The LinearTimeNeRV software package implements lineartimeNeRV, a nonlinear dimensionality reduction algorithm for visualization that works in linear time O(N) with respect to the number of data points N.  

LinearTimeNeRV was developed as a modification of the original NeRV algorithm ("dredviz" software package), in order to reduce the O(N^2) computational complexity of that original algorithm. LinearTimeNeRV is developed by the Statistical Machine Learning and Bioinformatics group at the Department of Information and Computer Science, Aalto University (http://www.cis.hut.fi/projects/mi/sdm). See REFERENCES at the end of this file for a list of relevant publications. 

LinearTimeNeRV is currently maintained by Konstantinos Georgatzis (konstantinos.georgatzis@aalto.fi) and Jaakko Peltonen (jaakko.peltonen@aalto.fi). 


LICENSE

All the code by Konstantinos Georgatzis, Kristian Nybo, Jaakko Peltonen and Jarkko Venna (ie., everything outside of the subdirectory 'newmat') is released under the Lesser GNU Public License; see the file LICENSE for more information. Parts of LinearTimeNeRV use the newmat 10 library by Robert Davies (http://www.robertnz.net/nm10). For convenience, an unmodified copy of newmat 10 is distributed along with LinearTimeNeRV inside a subdirectory called 'newmat'. Robert Davies places no restrictions on the use of newmat; for details, see the file COPYING in the newmat subdirectory. 


USING LINEARTIMENERV

To compile the software, simply type 'make linearnerv' in the source directory. You should end up with the "linearnerv" binary:

To project a data set with LinearTimeNeRV, just change into the directory where the binary is (by default the source directory) and type

linearnerv --inputfile infilename --outputfile outfilename

where 'infilename' is the name of the file that contains the data vectors. The program will store the projection of your data set in the file specified by 'outfilename'.

Your data set should be in SOM_PAK format; see below for an example.
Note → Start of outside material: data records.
Issue #1012, opened 2018-06-19
JSON POST endpoint to create config repo


nakhbari:
Parent: #784 

Endpoint should take in an org and be able to create a config repo unless one already exists.

nakhbari:
Expecting the post body to look like this

```json
{
  "encryption_key": "key",
  "robot_account": {
    "token": "123",
    "password": "234"
  },
  "config_repo": "org/ci-repo"
}
```

There are a lot of errors that can happen here. 

@KrauseFx do you have cycles to work on this?

nakhbari:
Should break up the requests or just make a super-request at the end of the form?

Offline discussion between @anshulagl and I:
>Anshul Agrawal:
A super request at the end sounds a better approach to me, it really depends on if we want to checkpoint user's onboarding if she wants to return back and complete it at a later point of time, if that's the desired experience, independent requests might make more sense.
>
>Nima Akhbari:
I think incremental request would also give more feedback on incorrect params or other errors at the step that the user is on, instead of at the end of the flow. But this would also mean latency at each step as the user waits for the request to go through
>
>Anshul Agrawal:
That makes total sense if we need to validate the info at each step, showing all errors at the end wouldn't make much sense. Ideally the server latency would be <500ms. If the user is clicking the "Next" button, wouldn;t feel that big a difference.
>
>Nima Akhbari:
server latency is one thing, but we'll also have to do some work on the backend which could take time. For example, getting the email from Github for a specific access token.

KrauseFx:
Taking this on now

KrauseFx:
I'm gonna rename `robot` to `bot`
```json
{
  "encryption_key": "key",
  "bot_account": {
    "token": "123",
    "password": "234"
  },
  "config_repo": "org/ci-repo"
}
```

nakhbari:
The requirements for this endpoint are now changing due to the usage of GitHub OAuth Apps. I will update this issue with the draft proposal

nakhbari:
@KrauseFx With the proposal approved and some of the UI work being done. I think we can safely say that this is the direction to head with this endpoint. Of course now we have a couple more endpoints to add with the new OAuth design. Those end points are outlined in the parent issue: #784. **Are you still free to take some of these on?**

PR #1066, opened 2018-07-09
Add onboarding API endpoint

KrauseFx:
- [x] We need to protect the API endpoint

Fixes https://github.com/fastlane/ci/issues/1012


app/features-json/setup_json_controller.rb
```diff
@@ -8,5 +8,109 @@ class SetupJSONController < APIController
...
       return json(Services.onboarding_service.correct_setup?)
     end
+
+    # TODO: we need to protect this API endpoint
+    # one the onboarding user flow, we don't have any accounts yet
+    # however, we need to prohibit sending a POST request to this API endpoint
+    # after CI was already set up
+    post HOME.to_s, authenticate: false do
+      # we set this as default so that we don't need duplicate code for error detection
+      params["bot_account"] ||= {}
```
nakhbari: nit: maybe a new var so later on we don't have to do `params[..]`?

app/features-json/setup_json_controller.rb
```diff
@@ -8,5 +8,109 @@ class SetupJSONController < APIController
...
+
+      encryption_key = params["encryption_key"]
+      bot_token = params["bot_account"]["token"]
+      bot_password = params["bot_account"]["password"] # TODO: What do we need this for
+      config_repo = params["config_repo"]
+      initial_onboarding_token = params["initial_onboarding_token"]
```
nakhbari: I never understood what the initial onboarding token was. Why don't we just use the bot token?

app/features-json/setup_json_controller.rb
```diff
@@ -8,5 +8,109 @@ class SetupJSONController < APIController
...
+      validate_api_token_correct!(initial_onboarding_token)
+      dot_keys_values[:initial_onboarding_user_api_token] = initial_onboarding_token
+
+      # Step: Validate encryption key
+      validate_encryption_key!(encryption_key)
+      dot_keys_values[:encryption_key] = encryption_key
+
+      # Step: Validate repo URL
+      # TODO: What do we want to validate here?
+      dot_keys_values[:repo_url] = config_repo
```
nakhbari: should we validate that the bot has access to the repo?

app/features-json/setup_json_controller.rb
```diff
@@ -8,5 +8,109 @@ class SetupJSONController < APIController
...
+          error_message: error_message,
+          error_key: "Onboarding.Token.MissingScope"
+        )
+      end
+    end
+
+    def validate_encryption_key!(encryption_key)
+      if encryption_key.to_s.length < 5
+        json_error!(
+          error_message: "Encryption key not long enough, it must be at least 5 characters",
```
nakhbari: oh i didn't know this was a requirement, we should add it to the UI to make sure it's at least 5 chars

app/features-json/setup_json_controller.rb
KrauseFx: I think you're right, we could do that 👍 Will update the existing code base also to reflect this. Anything we're missing @taquitos

app/features-json/setup_json_controller.rb
KrauseFx: I only default to `{}` to easily access nested hashes later in the code. We can also update the code base to use `.fetch`

app/features-json/setup_json_controller.rb
```diff
@@ -8,5 +8,150 @@ class SetupJSONController < APIController
...
+      bot_password = params["bot_account"]["password"] # TODO: What do we need this for
+      config_repo = params["config_repo"].to_s
+      initial_onboarding_token = params["initial_onboarding_token"]
+
+      missing_parameters = {
+        encryption_key: encryption_key,
+        bot_token: bot_token,
+        bot_password: bot_password,
+        config_repo: config_repo,
+        initial_onboarding_token: initial_onboarding_token
```
nakhbari: so can we remove the requirement of this param?

>nakhbari:
I never understood what the initial onboarding token was. Why don't we just use the bot token?
>KrauseFx:
I think you're right, we could do that 👍 Will update the existing code base also to reflect this. Anything we're missing @taquitos

KrauseFx: So seems like for now we decided to leave it as is, and do the refactor in a separate PR, right?

app/features-json/setup_json_controller.rb
```diff
@@ -8,5 +8,150 @@ class SetupJSONController < APIController
...
+    # one the onboarding user flow, we don't have any accounts yet
+    # however, we need to prohibit sending a POST request to this API endpoint
+    # after CI was already set up
+    post HOME.to_s, authenticate: false do
+      # we set this as default so that we don't need duplicate code for error detection
+      params["bot_account"] ||= {}
+
+      encryption_key = params["encryption_key"]
+      bot_token = params["bot_account"]["token"]
+      bot_password = params["bot_account"]["password"] # TODO: What do we need this for
```
KrauseFx: @nakhbari what is this value being used for?

nakhbari:
I marked this as blocked since we're ironing out the details of Onboarding with the new Github OAuth App

KrauseFx:
I think it's safe to say that this change will not get merged, as we have a new approach for onboarding + auth. I'll close this PR for now 👍

PR #1071, opened 2018-07-12
RemoteRunner refactor with Notifications, add specs.

### LINKED ISSUE #457: Support for distributed builds

snatchev:
fixes #457
This PR is a refactor to the RemoteRunner (#951) for increased testability, and decomposition.
The biggest change is that WebSocket clients are now updated of build Agent events by the remote runner via Notifications.

`FastlaneCI::Notifications` are pulled in from ActiveSupport, with a minor change that allows notifying a subscriber directly (instead of having to go via topic) https://github.com/fastlane/ci/pull/1071/files#diff-4ef29c8b1610800f883c5eb428e5634aR83.
This is used when a client subscribers to a topic and all previous messages are delivered immediately.


app/features-json/build_json_controller.rb
```diff
@@ -85,7 +87,7 @@ class BuildJSONController < APIController
       # if the server was restarted, we're gonna end here in this code block
       build_log_artifact = current_build.artifacts.find do |current_artifact|
         # We can improve the detection in the future, to actually mark an artifact as "default output"
-        current_artifact.type.include?("log") && current_artifact.reference.end_with?("fastlane.log")
+        current_artifact.type.include?("log") && current_artifact.reference.end_with?("runner.log")
```
snatchev: this was changed to `runner.log` because I wanted to make sure we don't confuse this log with the `fastlane.log` which is part of the archive bundle. That log does not include things like the git checkout, and other setup. Also it is raw ANSI text, and not rows of JSON records, which is what `runner.log` is.

app/features-json/view_models/build_view_model.rb
```diff
@@ -57,8 +57,6 @@ class BuildViewModel
     attr_reader :artifacts
 
     def initialize(build:)
-      raise "Incorrect object type. Expected Build, got #{build.class}" unless build.kind_of?(Build)
```
snatchev: Removed because this prevents us from passing in test doubles.

app/features-json/build_json_controller.rb
```diff
@@ -1,14 +1,16 @@
...
 
+require "faye/websocket"
+Faye::WebSocket.load_adapter("thin")
+
 module FastlaneCI
   # Controller for providing all data relating to builds
   class BuildJSONController < APIController
     HOME = "/data/projects/:project_id/build"
 
-    use(FastlaneCI::BuildWebsocketBackend)
```
snatchev: We add a controller method in line 114 for the websocket connections instead of using this middleware. The implementation was significantly different, so it made sense to re-implement.

app/features/build_runner/remote_runner.rb
```diff
@@ -20,187 +28,193 @@ class RemoteRunner
...
-      fastlane_log_path = File.join(@artifacts_path, "fastlane.log")
-      @fastlane_log = Logger.new(fastlane_log_path)
-      @current_build.artifacts << Artifact.new(
-        type: "fastlane.log",
-        reference: fastlane_log_path,
-        provider: @project.artifact_provider
-      )
+      @grpc = grpc
 
-      @build_state = MicroMachine.new(:PENDING).tap do |fsm|
```
snatchev: Removing the state machine here. I feel pretty strongly that the only state should be defined in the Agent and it should be the source of truth about the state of the build.

The RemoteRunner will accept any state transition and pass it along to the subscribers.

app/features/build_runner/remote_runner.rb
```diff
@@ -20,187 +28,193 @@ class RemoteRunner
...
-        end
+    # subscribe will all send all historic data to the subscriber.
+    # the yielded object will be an InvocationResponse object
+    def subscribe(&block)
+      logger.debug("subscribing listener to topic `#{topic_name}`")
+      subscriber = FastlaneCI::Notifications.subscribe(topic_name, &block)
+
+      replay_history_to(subscriber)
+
+      # make sure we call completion blocks if a subscriber joins after we have completed.
```
bogdanbrato: Just wondering if we shouldn't block the subscribe once we are done. What are the cases when one would subscribe after completion and also, what is the lifetime of the runner - do we keep it around after is done?

bogdanbrato (commented):
Good job Stefan refactoring this - just have a couple of comments and questions.

app/features-json/build_json_controller.rb
```diff
@@ -109,6 +111,50 @@ class BuildJSONController < APIController
...
+        )
+
+        if current_build_runner.nil?
+          ws.close(1000, "no runner found for project #{project_id} and build #{build_number}.")
+          next
+        end
+
+        # subscribe the current socket to events from the remote_runner
+        # as soon as a subscriber is returned, they will receive all historical items as well.
+        @subscriber = current_build_runner.subscribe do |_topic, payload|
```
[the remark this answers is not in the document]
snatchev: That's a good point. It may be possible that something else enqueues a `FastlaneBuildRunner` for the particular project and build number.

app/features/build_runner/remote_runner.rb
```diff
@@ -20,187 +28,193 @@ class RemoteRunner
...
 
+      env = environment_variables_for_worker
       start_time = Time.now.utc
+
       begin
-        responses = Agent::Client.new("localhost").request_run_fastlane(
-          "bundle", "exec", "fastlane", project.platform, project.lane, env: env
-        )
+        responses = @grpc.request_run_fastlane("bundle", "exec", "fastlane", project.platform, project.lane, env: env)
+        return if responses.nil?
```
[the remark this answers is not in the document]
snatchev: Good catch 👍
I added this to support a test-case (when stubbing `request_run_fastlane` and not providing a return value) but I don't think we should have code that's designed for handling stubbed responses. Will remove.

app/features/build_runner/remote_runner.rb
```diff
@@ -20,187 +28,193 @@ class RemoteRunner
...
+        handle_error(FastlaneCI::Proto::InvocationResponse::Error.new(description: "The Agent is not available"))
+      ensure
+        @complete = true
+        @completion_blocks.each(&:call)
       end
-      emit_new_row(type: :last_message, message: nil, time: Time.now)
 
-      current_build.duration = Time.now.utc - start_time
-      if @build_state.state == :SUCCEEDED
+      persist_history!
```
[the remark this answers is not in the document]
snatchev: > This doesn't happen if the agent dies - and I believe we loose the logs we got that far in that case.

We can move it to the `ensure` block, and I believe that will get called if the agent dies during the `begin/rescue/ensure` block.

> Side note - I feel like we should save log lines to runner.log everytime we get one, rather than at the end.

That's how it was originally, but then noticed that in those cases, we would only persist logs, and would not get state or errors.

app/features/build_runner/remote_runner.rb
snatchev: That makes _a lot_ of sense 😄

The lifetime is not defined. We don't explicitly remove the runner, so it lives until the process is restarted. Perhaps we should explicitly removed it.

bogdanbrato (approved):
ltgm

snatchev:
blocking this from merging, as to not break the angular front-end. Will need to update that to accept the new log line formats.

snatchev:
Closing, this PR is superseded by: #1093

PR #445, opened 2024-01-12
Feat/totp reset after recovery code validation

### LINKED ISSUE #442: Enhancement: TOTP Reset After Recovery Code Validation
**Feature Description**
Whenever TOTP is used as an MFA feature :
- The user will be redirected to the redirect_uri screen when they use the recovery code to log in, but they will first need to be redirected to the TOTP scanner image screen.

So after recovery codes are successfully validated, the same process repeats itself, with the user coming and logging in using TOTP as MFA. 

**Describe the solution you'd like**
Resetting the totp secret key and recovery codes inside the database after the recovery codes have been properly validated will cause the user to be redirected to the totp scanner image screen the next time, when the new recovery code and secret will be displayed.

**Describe alternatives you've considered**
**Additional context**

scaletech-milan:
#### What does this PR do?
It will reset the TOTP secret and update the recovery codes in the database.
After that user will be redirected to scanner image and the same old TOTP flow will continue until all recovery codes have been used. 

Resolve https://github.com/authorizerdev/authorizer/issues/442

NA

### DIFF
--- a/server/authenticators/providers/providers.go
+++ b/server/authenticators/providers/providers.go
@@ -2,8 +2,6 @@ package providers
 
 import (
 	"context"
-
-	"github.com/authorizerdev/authorizer/server/graph/model"
 )
 
 // AuthenticatorConfig defines authenticator config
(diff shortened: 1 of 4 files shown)


lakhansamani:
Closing this PR — thanks for the contribution back in 2024.

The codebase went through a full restructure since this was opened (`server/...` → `internal/...`, config moved to CLI flags), so this PR now targets files that no longer exist (`server/authenticators/providers/totp/totp.go`, `server/resolvers/verify_otp.go`, etc.) and GitHub reports it as unmergeable due to conflicts. It can't be rebased forward as-is.

That said, the underlying request in #442 is still valid — recovery-code login today still doesn't reset the TOTP secret/regenerate recovery codes, so a user who logs in via recovery code keeps re-using the same (partially consumed) set indefinitely. I'm leaving that issue open for a fresh implementation against the current `internal/authenticators/totp` structure.

PR #467, opened 2025-04-21
check X-Forwarded-Host header

Aleksei-Badyaev:
#### Authorization in the intermediate layer of the backend, when the "authorizer" server is accessible from the frontend and backend at different URLs.


lakhansamani:
@Aleksei-Badyaev thank you for the PR we have resolved this v2 launch.

Just to avoid conflict closing this for now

Lines beginning with a '#' are treated as comments and ignored. The first line in the file that is not a comment line specifies the dimension of the data set as a positive integer, '3' in the example. The rest of the file contains the actual data, with each line containing the coordinates of one data point as decimal numbers separated by whitespace.

#sample SOM_PAK file
#a three-dimensional data set consisting of four points
3
1.0 2.0 3.0
4.0 5.0 6.0
7.0 8.0 9.0
0.0 1.1 2.2
#end sample SOM_PAK file

The output file will also be in SOM_PAK format.


In addition to the required commandline switches --inputfile and --outputfile, each program supports a number of other optional switches. For LinearTimeNeRV, interesting switches for the end-user are: 

--lambda 
which allows the user to control the tradeoff between smoothed precision and smoothed recall. A lambda value close to 0 will emphasize precision, whereas a lambda value close to 1 will emphasize recall. Default value is 0.1.

--nexactpercentage 
which is the percentage of the data that will be treated with their exact coordinates. The rest of the data will be taken into account through the cluster statistics to which each data point belongs. A 100% value is practically equivalent to running the original NeRV (no speedup, maximum performance); a 0% value means that all data points are treated indirectly through their clusters (maximun speedup, inferior performance). Default value is 0% (fastest version)

--nclusters
which is the number of clusters in which the data will be partitioned. Default value is 20.

There are further switches that affect the number of iterations of the algorithm, neighborhood sizes etc. For a complete list of supported switches, run the relevant program with the switch --help.



REFERENCES

[Venna2010]: Jarkko Venna, Jaakko Peltonen, Kristian Nybo, Helena Aidos, and Samuel Kaski. Information Retrieval Perspective to Nonlinear Dimensionality Reduction for Data Visualization. Journal of Machine Learning Research, 11:451-490, 2010.
[Venna2007]: Jarkko Venna and Samuel Kaski. Nonlinear Dimensionality Reduction as Information Retrieval. In Marina Meila and Xiaotong Shen, editors, Proceedings of AISTATS 2007, the 11th International Conference on Artificial Intelligence and Statistics. Omnipress, 2007. JMLR Workshop and Conference Proceedings, Volume 2: AISTATS 2007.
[Venna2006]: Jarkko Venna and Samuel Kaski. Local multidimensional scaling. Neural Networks, 19, pp 889--899, 2006.
[Kaski2003]: Samuel Kaski, Janne Nikkilä, Merja Oja, Jarkko Venna, Petri Törönen, and Eero Castren. Trustworthiness and metrics in visualizing similarity of gene expression. BMC Bioinformatics, 4:48, 2003.